The primary goal of scriptine is to make it easy to write shell scripts with python.
Scriptine does two things to solve this goal:
- Make it easy to create scripts and commands.
- Make it easy to work with files, directories and other shell commands.
To create commands with scriptine, you just create a normal python function for each command of your script and scriptine handles the rest. It creates command line option parser and calls the right function with the right options.
The second part of scriptine is a bunch of convenience classes and functions that make it easy to work with files, directories and other shell commands. It abstracts the different python modules like os, os.path, shutil and subprocess and offers a simple and easy to use interface.
scriptine scripts contain one ore more commands. Each command is associated with a python function. scriptine handles all the command line parsing and creates nice help text for every command.
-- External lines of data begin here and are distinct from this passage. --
PR #114, opened 2023-02-14
Enable quiet boot in application level config

knuton:
NixOS uses a very high loglevel default of 7, causing a very chatty startup process. We can reduce this by picking a more end-user friendly (calmer) level.

If more detail is needed in some cases, the system may be booted in rescue mode with fully chatty startup.

## Checklist

-   [x] Changelog updated
-   [x] Code documented
-   [x] User manual updated

### DIFF
--- a/bootloader/grub.cfg
+++ b/bootloader/grub.cfg
@@ -64,7 +64,7 @@ save_env a_TRY b_TRY
 search --label system.a --set a_DISK
 search --label system.b --set b_DISK 
 
-set common_kernel_args="$machine_id_arg quiet panic=3 boot.panic_on_fail"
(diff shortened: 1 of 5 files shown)


knuton:
I realized that this isn't covering all cases yet, need to revise it.

knuton:
With 96d436c this is covering all relevant cases.

However, I am not currently sure this is a good idea. As the loglevel is configured via the bootloader and boot partition, this configuration is not updated with the system partitions. So we can not easily go from one level to the other and different generation systems might then show different outputs.

There is no particular issue with the chatty output, so prefer not to go ahead with this for now.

Here is a simple scriptine example:
#! /usr/bin/env python
def hello_command(name, print_counter=False, repeat=10):
"""Print nice greetings."""
for i in range(repeat):
if print_counter:
print i+1,
print 'Hello, %s!' % name
if __name__ == '__main__':
import scriptine
scriptine.run()
This is all you need for a simple script with a hello command.
Scriptine brings all the rest you expect from a good shell script:
% ./example_hello.py hello --help
Usage: example_hello.py hello [options] name
Print nice greetings.
Options:
-h, --help show this help message and exit
--print-counter
--repeat=10
-n, --dry-run don't actually do anything
% ./example_hello.py hello World --repeat 3
Hello, World!
Hello, World!
Hello, World!
% ./example_hello.py hello World --repeat 3 --print-counter
1 Hello, World!
2 Hello, World!
3 Hello, World!
This example shows some nice things that scriptine handles for you for free. You don’t need to parse the command-line manually or create a parser with getopt ot optparser. scriptine handles the parsing and creates formated help-text. bool, int and float options behave as you might expect.
Log handling (with -v, --verbose and -q, --quite handling)
Testing scripts in dry-mode. All destructive functions/methods are wrapped and will not be called when the -n or --dry-run option is set.